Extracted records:
BEGIN
PR #5566, opened 2026-03-23
[19.0][MIG] hr+dependencies

hbrunn:

Issue #5363, opened 2025-09-04
Migration to version 19.0


hbrunn:
I'm starting to work on initializing the 19.0 branch this week, with the usual `openupgrade_framework` and `base` migration script.

- [x] account - By @hbrunn - #5509
- [x] account_edi - By @eduezerouali-tecnativa - #5692
- [x] account_edi_ubl_cii - By @eduezerouali-tecnativa - #5685
- [x] account_payment - By @hbrunn - #5527
- [x] analytic - By @hbrunn - #5509
- [x] attachment_indexation - By @eduezerouali-tecnativa - #5699
- [ ] auth_oauth - By @carlos-lopez-tecnativa - #5759
- [x] auth_password_policy - By @carlos-lopez-tecnativa - #5738
- [x] auth_password_policy_signup - By @carlos-lopez-tecnativa - #5739
- [x] auth_signup - By @hbrunn - #5501
- [x] auth_totp - By @carlos-lopez-tecnativa - #5733
- [x] auth_totp_mail - By @carlos-lopez-tecnativa - #5734
- [x] auth_totp_portal - By @carlos-lopez-tecnativa - #5737
- [x] barcodes - By @hbrunn - #5547
- [x] barcodes_gs1_nomenclature - By @hbrunn - #5547
- [x] base - By @hbrunn - #5446
- [x] base_address_extended - By @eduezerouali-tecnativa - #5695
- [x] base_geolocalize - By @hbrunn - #5731
- [x] base_iban - By @eduezerouali-tecnativa - #5702
- [x] base_import - By @eduezerouali-tecnativa - #5694
- [x] base_setup - By @hbrunn - #5466
- [x] base_sparse_field - By @pilarvargas-tecnativa - #5689
- [x] base_vat - By @eduezerouali-tecnativa - #5693
- [x] board - By @eduezerouali-tecnativa - #5697
- [x] bus - By @hbrunn - #5466
- [x] calendar - By @MiquelRForgeFlow - #5613
- [x] contacts - By @eduezerouali-tecnativa - #5681
- [x] crm - By @eduezerouali-tecnativa - #5706
- [x] delivery - By @pilarvargas-tecnativa - #5717
- [x] digest - By @hbrunn - #5505
- [x] don't warn about changes in the base module in the analysis cronjob if only the general log file is changed (done in https://github.com/OCA/OpenUpgrade/pull/5389)
- [ ] event - By @hbrunn - #5748
[...]

PR #5705, opened 2026-06-09
[19.0][MIG] hr_attendance

hbrunn:


hbrunn:
/ocabot migration hr_attendance

<dependency>Depends on : 

- hr : #5566
- barcodes : #5547
- base_geolocalize : #5731</dependency>

hbrunn:
barcodes is nothing to do and base_geolocalize has no db changes which we treat as an implicit nothing to do

legalsylvain:
> barcodes is nothing to do and base_geolocalize has no db changes which we treat as an implicit nothing to do

- I changed my script to add the merged PR. so it is more explicit. (now hr is displayed) Is it better ?
- barcodes is a dependency : https://github.com/odoo/odoo/blob/19.0/addons/hr_attendance/__manifest__.py#L18. I don't know if it has nothing todo. I don't use hr_attendance module.
- base_geolocalize : has no db changes. Indeed.

[script ref](https://github.com/grap/openupgrade-extra-tools/blob/master/check_dependency.py).

hbrunn:
thanks @legalsylvain for the link - actually I mailed you about not finding this script a while ago but never received an answer. did you change mail addresses?

barcodes has been set to nothing to do in https://github.com/OCA/OpenUpgrade/pull/5547, I don't see at first glance right now why this isn't picked up by `_get_module_coverage`.

for base_geolocalize, I just added https://github.com/OCA/OpenUpgrade/pull/5731

specifics aside, I wonder if you agree to move get_workload.py to https://github.com/OCA/OpenUpgrade/tree/documentation/docsource/maintainer_scripts and make check_dependency.py a github action? Less manual work and the check happens instantly.

legalsylvain:
> barcodes has been set to nothing to do in https://github.com/OCA/OpenUpgrade/pull/5547, I don't see at first glance right now why this isn't picked up by _get_module_coverage.

_get_module_coverage get PR lists, parsing the "main" issue comment. (https://github.com/OCA/OpenUpgrade/issues/5363#issue-3384690512)

I suspect this "multi migration comment" failed. https://github.com/OCA/OpenUpgrade/pull/5547#issuecomment-4714924021
I recalled manually, module by module.

-> now, this comment is correctly updated. https://github.com/OCA/OpenUpgrade/pull/5705#issuecomment-4660271760

> specifics aside, I wonder if you agree to move get_workload.py to https://github.com/OCA/OpenUpgrade/tree/documentation/docsource/maintainer_scripts and make check_dependency.py a github action? Less manual work and the check happens instantly.

I'd like to, but I'm not an expert of github action. We could plan to do it in the next OCA days, if you planed to come ?

hbrunn:
I do plan to come there, but that's quite little effort, not really worth wasting the OCA days on. will do one of the coming weeks and ping you on the PR

legalsylvain:
> will do one of the coming weeks and ping you on the PR

Thanks. please ping me if you have any questions regarding current script.

hbrunn:
@legalsylvain done in https://github.com/OCA/OpenUpgrade/pull/5745, now setting our whole discussion as off-topic

legalsylvain:
> @legalsylvain done in https://github.com/OCA/OpenUpgrade/pull/5745, now setting our whole discussion as off-topic

thanks a lot for this Job. I manually run the script a last time for the V19. new 19 PR should be handled by your script.

openupgrade_scripts/scripts/hr_attendance/19.0.2.0/post-migration.py
```diff
@@ -0,0 +1,17 @@
...
+    "hr_attendance.hr_attendance_overtime_rule_employee_company",
+    "hr_attendance.hr_attendance_rule_attendance_officer_overtime_restrict",
+    "hr_attendance.hr_attendance_rule_attendance_overtime_admin",
+    "hr_attendance.hr_attendance_rule_attendance_overtime_simple_user",
+]
+
+
+@openupgrade.migrate()
+def migrate(env, version):
+    openupgrade.load_data(env, "hr_attendance", "19.0.2.0/noupdate_changes.xml")
```
pedrobaeza, line 77: For letting the record as it's in 19, we should remove the group `hr_attendance.group_hr_attendance_manager` from `hr_attendance.hr_attendance_rule_attendance_admin` record.

openupgrade_scripts/scripts/hr_attendance/19.0.2.0/upgrade_analysis_work.txt
```diff
@@ -0,0 +1,175 @@
+---Models in module 'hr_attendance'---
+obsolete model hr.attendance.overtime (renamed to hr.attendance.overtime.line)
+new model hr.attendance.overtime.line (renamed from hr.attendance.overtime)
+
```
pedrobaeza, line 4: Why adding these empty lines that makes the reading harder? I think the comment should be together with the analysis lines block.

openupgrade_scripts/scripts/hr_attendance/19.0.2.0/upgrade_analysis_work.txt
```diff
@@ -0,0 +1,175 @@
...
+hr_attendance / hr.attendance            / in_city (char)                : DEL
+
+# DONE: renamed to in_location
+
+hr_attendance / hr.attendance            / in_country_name (char)        : DEL
+
+# NOTHING TO DO
+
+hr_attendance / hr.attendance            / in_location (char)            : NEW
```
pedrobaeza, line 25: Reorganize this line into `in_city` DEL comment for seeing both together and to understand the change.

openupgrade_scripts/scripts/hr_attendance/19.0.2.0/pre-migration.py
```diff
@@ -0,0 +1,216 @@
...
+                "datetime",
+                None,
+                "hr_attendance",
+            ),
+        ],
+    )
+    # date is required in v19, fill with create_date if empty, possibly wrong
+    env.cr.execute(
+        f"""
+        UPDATE hr_attendance_overtime_line SET date=(
```
pedrobaeza: Why not get it the same from the nearest attendance record?

openupgrade_scripts/scripts/hr_attendance/19.0.2.0/pre-migration.py
```diff
@@ -0,0 +1,216 @@
...
+        "hr_attendance_overtime_line",
+        "duration_real",
+        "manual_duration",
+    ),
+]
+
+SQL_EMPLOYEE2TZ = """
+(
+    SELECT
+    hr_employee.id employee_id,
```
pedrobaeza: I find you new SQL style a bit difficult to read, and very vertical scroll intensive. Either indent the lines after the command (`SELECT`, `FROM`, etc), or put them in the same line as always.

openupgrade_scripts/scripts/hr_attendance/19.0.2.0/pre-migration.py
```diff
@@ -0,0 +1,216 @@
...
+        hr_attendance_overtime_line
+        SET
+        time_start=hr_attendance.check_in,
+        time_stop=hr_attendance.check_out
+        FROM
+        hr_attendance
+        WHERE
+        hr_attendance.employee_id=hr_attendance_overtime_line.employee_id
+        AND
+        hr_attendance.date=hr_attendance_overtime_line.date
```
pedrobaeza: This part may not fit according current code, and even more, we may have more than one record for the same date.

openupgrade_scripts/scripts/hr_attendance/19.0.2.0/pre-migration.py
```diff
@@ -0,0 +1,216 @@
...
+    hr_employee.id
+) employee2zone
+"""
+
+
+def hr_attendance_date(env):
+    """
+    Pre-fill hr.attendance#date
+    """
+    openupgrade.add_fields(
```
pedrobaeza: Why using `add_fields` instead of `add_columns` or a simply `ALTER TABLE`?

pedrobaeza (dismissed):

openupgrade_scripts/scripts/hr_attendance/19.0.2.0/post-migration.py
hbrunn: done

openupgrade_scripts/scripts/hr_attendance/19.0.2.0/pre-migration.py
hbrunn: It's not so [new](https://docs.telemetry.mozilla.org/concepts/sql_style.html), but indeed was lacking indentation

openupgrade_scripts/scripts/hr_attendance/19.0.2.0/pre-migration.py
hbrunn: good question, changed to add_columns

openupgrade_scripts/scripts/hr_attendance/19.0.2.0/pre-migration.py
hbrunn: how do you propose to find the nearest record? create_date? that's just as prone to filling in a wrong date here.

I consider overtime lines without date garbage data which people should clean up, and do the update only to satisfy the non-null constraint

openupgrade_scripts/scripts/hr_attendance/19.0.2.0/pre-migration.py
hbrunn: which code do you mean? and indeed this can lead to updating the same record multiple times, but how does this matter?

openupgrade_scripts/scripts/hr_attendance/19.0.2.0/upgrade_analysis_work.txt
hbrunn: well I think the empty lines improve readability. If that's so important to you, add it to https://oca.github.io/OpenUpgrade/090_contribute.html#how-to-contribute-new-migration-scripts and I'll bulk update the whole branch, as I've been doing this for a long time

openupgrade_scripts/scripts/hr_attendance/19.0.2.0/upgrade_analysis_work.txt
hbrunn: hard disagree about reordering lines in the work file. I want to be able to say `diff upgrade_analysis*` to easily verify all lines from the generated file are in the work file (=only whitespace or comments in the diff)

openupgrade_scripts/scripts/hr_attendance/19.0.2.0/pre-migration.py
carlos-lopez-tecnativa: Based on the link, this formatting does not follow the recommended style https://docs.telemetry.mozilla.org/concepts/sql_style.html#join-conditions
Image

```suggestion
    FROM
        hr_employee
    JOIN
        resource_resource
        ON hr_employee.resource_id=resource_resource.id
    LEFT JOIN
        resource_calendar
        ON resource_resource.calendar_id=resource_calendar.id
    JOIN
        res_company
        ON hr_employee.company_id=res_company.id
    LEFT JOIN
        resource_calendar company_resource_calendar
        ON res_company.resource_calendar_id=company_resource_calendar.id
```

openupgrade_scripts/scripts/hr_attendance/19.0.2.0/pre-migration.py
```diff
@@ -0,0 +1,215 @@
...
+        [
+            (
+                "hr.attendance",
+                "validated_overtime_hours",
+                "float",
+                None,
+                "hr_attendance",
+            )
+        ],
+    )
```
carlos-lopez-tecnativa: This field already exists in v18 and is computed and stored, so why is it necessary to add the column?
The logic used to compute the field has changed slightly, but I understand that adding the column should not be necessary.

https://github.com/odoo/odoo/blob/e88fb3a5f5c2239f2a3f434a4ac3052e3e156ef1/addons/hr_attendance/models/hr_attendance.py#L49

openupgrade_scripts/scripts/hr_attendance/19.0.2.0/upgrade_analysis_work.txt
```diff
@@ -0,0 +1,175 @@
...
+hr_attendance / hr.attendance.overtime.ruleset / rule_ids (one2many)           : NEW relation: hr.attendance.overtime.rule
+hr_attendance / hr.employee              / overtime_ids (one2many)       : relation is now 'hr.attendance.overtime.line' ('hr.attendance.overtime') [nothing to do]
+hr_attendance / hr.version               / ruleset_id (many2one)         : NEW relation: hr.attendance.overtime.ruleset, hasdefault: default
+hr_attendance / res.company              / attendance_device_tracking (boolean): NEW hasdefault: default
+
+# NOTHING TO DO
+
+---XML records in module 'hr_attendance'---
+NEW hr.attendance.overtime.rule: hr_attendance.hr_attendance_overtime_employee_schedule_rule (noupdate)
+NEW hr.attendance.overtime.rule: hr_attendance.hr_attendance_overtime_non_working_days_rule (noupdate)
```
carlos-lopez-tecnativa, line 114: I think we should force the creation of these records to preserve the behavior from v18

In v18, there are two company-level fields used to configure tolerance for both the employee and the company. Odoo did not remove these fields([see](https://github.com/odoo/odoo/blob/9c20c8b2d1864d357e06d0dd27c455cef5b26b1e/addons/hr_attendance/models/res_company.py#L16-L19)), but the implementation is now handled by the new `hr.attendance.overtime.ruleset` model.

Image

Image

If these fields are set in my database, attendance records are taken into account when computing extra hours. However, in v19, if the corresponding rules are missing and the `ruleset_id` field is not set on `hr.version`, **extra hours are not computed correctly**.

Image

These records are [not created](https://github.com/odoo/odoo/blob/9c20c8b2d1864d357e06d0dd27c455cef5b26b1e/odoo/tools/convert.py#L374-L376) because they are inside a `noupdate` block with `forcecreate="0"` see [this file](https://github.com/odoo/odoo/blob/b867b64e339d833c325713307203e31e3f5a1b1e/addons/hr_attendance/data/hr_attendance_overtime_rule_data.xml#L4). In addition, we need to transfer the values from the company fields to the corresponding rule.

carlos-lopez-tecnativa (changes requested):
TT58628

openupgrade_scripts/scripts/hr_attendance/19.0.2.0/pre-migration.py
hbrunn: thanks, indeed, we shouldn't touch that at all

openupgrade_scripts/scripts/hr_attendance/19.0.2.0/upgrade_analysis_work.txt
hbrunn: good catch, added handling that and will look into upgrade_analysis flagging this kind of record

openupgrade_scripts/scripts/hr_attendance/19.0.2.0/post-migration.py
```diff
@@ -26,8 +26,53 @@ def cleanup_hr_attendance_rule_attendance_admin(env):
...
+                            "company_id": company.id,
+                            "rule_ids": [
+                                Command.link(other_rule.copy().id)
+                                for other_rule in default_rule.ruleset_id.rule_ids
+                                if other_rule != default_rule
+                            ],
+                        }
+                    ).id,
+                }
+            )
```
carlos-lopez-tecnativa, line 69: I don't agree with this logic.

Why are you setting the fields on the default rule and then copying that rule to every company?

I don't think the fields should be set on the default rule.

If the default rule does not have a company_id set, why should it take the values from the main company?

carlos-lopez-tecnativa (changes requested):

openupgrade_scripts/scripts/hr_attendance/19.0.2.0/post-migration.py
hbrunn: this results in the default rule without company applying to all companies that have the same settings as the main company, which probably is the most common case. you only get specific rules for companies that have different settings than the main company.

what would your alternative do?

carlos-lopez-tecnativa: > this results in the default rule without company applying to all companies that have the same settings as the main company, which probably is the most common case. you only get specific rules for companies that have different settings than the main company.
> 
> what would your alternative do?

**Option 1:** If you create or duplicate the rule for the `main_company`, then don't set these fields on the default rule. Otherwise, we assume that the values from the main company are the same for all other companies. In other words, **don't modify the default rule; instead, create a new rule for each company that has these fields set.**

**Option 2:** If the default rule without a `company_id` is intended to preserve the field values from the `main_company`, then don't create or duplicate another rule for the `main_company`.

Example:

My Company has these fields set.
C2 has these fields set, but with values different from My Company.
C3 does not have these fields set.

**With Option 1, I would expect the following:**

Don't modify the default rule, so it can be used by C3.
Don't create a rule for C3, because the default rule is shared.
Create a dedicated rule for My Company and C2, with the specific values configured for each company.

**What I see as incorrect behavior:**

A rule is created for C3, even though this company does not have these fields set.
The default rule receives the same values as My Company, but another rule is also created for My Company. Instead, it should use the default rule rather than creating a new one.

image

I prefer Option 1. What do you think?

hbrunn: i believe i implemented option 2, and i think that's the good one. would expect no new rule for main company in your example

carlos-lopez-tecnativa: > i believe i implemented option 2, and i think that's the good one. would expect no new rule for main company in your example

OK, if you want to use Option 2, that's fine. However, in this case a new rule is still created for My Company. Please check my screenshot; this is a database migrated from v18.

The rule is created because, in the if statement, you compare values that have been divided by 60 when assigned to the default rule, while the values on the company fields are not divided by 60. As a result, they are never equal, and the code always enters the block that copies the rule.

`default_rule.employer_tolerance != company.overtime_company_threshold`

It should be:

`default_rule.employer_tolerance != (company.overtime_company_threshold / 60.0)`

carlos-lopez-tecnativa:
```suggestion
    new_employer_tolerance = main_company.overtime_company_threshold / 60.0
    new_employee_tolerance = main_company.overtime_employee_threshold / 60.0
    default_rule.employer_tolerance = new_employer_tolerance
    default_rule.employee_tolerance = new_employee_tolerance
    for company in env["res.company"].search([("id", "!=", main_company.id)]):
        rule = default_rule
        if (
            default_rule.employer_tolerance != new_employer_tolerance
            or default_rule.employee_tolerance != new_employee_tolerance
        ):
            rule = default_rule.copy(
                {
                    "employer_tolerance": new_employer_tolerance,
                    "employee_tolerance": new_employee_tolerance,
                    "ruleset_id": default_rule.ruleset_id.copy(
                        {
                            "company_id": company.id,
                            "rule_ids": [
                                Command.link(other_rule.copy().id)
                                for other_rule in default_rule.ruleset_id.rule_ids
                                if other_rule != default_rule
                            ],
                        }
                    ).id,
                }
            )
```

hbrunn: thanks, your code would never create a new rule though. I think d698ab8a119c gets it right

carlos-lopez-tecnativa: Sorry, but after testing the latest changes, I'm not convinced by the results.

Following my example:

- My Company has these fields set.
- C2 has these fields set, but with values different from My Company.
- C3 does not have these fields set.

Currently, **a new rule is created for C3**, but I would expect no rule to be created for this company.

The default rule (without company_id set) takes the values from main_company, but this rule is shared. As a result, other companies inherit values from main_company incorrectly.

I made these changes locally, and the behavior is correct according to my expectations:

- No rule is created for C3.
- An explicit rule is created for every company that has these fields set.
- The default rule remains untouched.

I think this behavior is more correct because the default rule remains shared and is used by companies that do not have specific values configured, while companies with customized values get their own dedicated rules.

Image

Image

hbrunn: well, I disagree this is the most natural expectation. I think we should treat everything that's different from the main company the exception, and whatever the main company does should be the default for new companies

carlos-lopez-tecnativa: Okay, while another person can review this and decide whether the values configured on main_company can be used by other companies.

Please avoid creating rules for companies that do not have these fields set, because the default rule without a company_id should be used instead.

In my example, no rule should be created for C3.

Could you apply this change?
image

hbrunn: we need this rule because otherwise the default one will be active. remember the goal here is to get v19 to behave in a similar way it was in v18

carlos-lopez-tecnativa (approved):
This PR is working, so I don't think this should block it. If we later find a case where creating rules for companies that do not have these fields set is unnecessary, we can improve this behavior. For now, let's go ahead.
END
Activity:
Your task is to restate, word for word, the lines from the beginning of the records to the line with "- [x] crm - By", inclusive.

Answer for the task:
PR #5566, opened 2026-03-23
[19.0][MIG] hr+dependencies

hbrunn:

Issue #5363, opened 2025-09-04
Migration to version 19.0


hbrunn:
I'm starting to work on initializing the 19.0 branch this week, with the usual `openupgrade_framework` and `base` migration script.

- [x] account - By @hbrunn - #5509
- [x] account_edi - By @eduezerouali-tecnativa - #5692
- [x] account_edi_ubl_cii - By @eduezerouali-tecnativa - #5685
- [x] account_payment - By @hbrunn - #5527
- [x] analytic - By @hbrunn - #5509
- [x] attachment_indexation - By @eduezerouali-tecnativa - #5699
- [ ] auth_oauth - By @carlos-lopez-tecnativa - #5759
- [x] auth_password_policy - By @carlos-lopez-tecnativa - #5738
- [x] auth_password_policy_signup - By @carlos-lopez-tecnativa - #5739
- [x] auth_signup - By @hbrunn - #5501
- [x] auth_totp - By @carlos-lopez-tecnativa - #5733
- [x] auth_totp_mail - By @carlos-lopez-tecnativa - #5734
- [x] auth_totp_portal - By @carlos-lopez-tecnativa - #5737
- [x] barcodes - By @hbrunn - #5547
- [x] barcodes_gs1_nomenclature - By @hbrunn - #5547
- [x] base - By @hbrunn - #5446
- [x] base_address_extended - By @eduezerouali-tecnativa - #5695
- [x] base_geolocalize - By @hbrunn - #5731
- [x] base_iban - By @eduezerouali-tecnativa - #5702
- [x] base_import - By @eduezerouali-tecnativa - #5694
- [x] base_setup - By @hbrunn - #5466
- [x] base_sparse_field - By @pilarvargas-tecnativa - #5689
- [x] base_vat - By @eduezerouali-tecnativa - #5693
- [x] board - By @eduezerouali-tecnativa - #5697
- [x] bus - By @hbrunn - #5466
- [x] calendar - By @MiquelRForgeFlow - #5613
- [x] contacts - By @eduezerouali-tecnativa - #5681
- [x] crm - By @eduezerouali-tecnativa - #5706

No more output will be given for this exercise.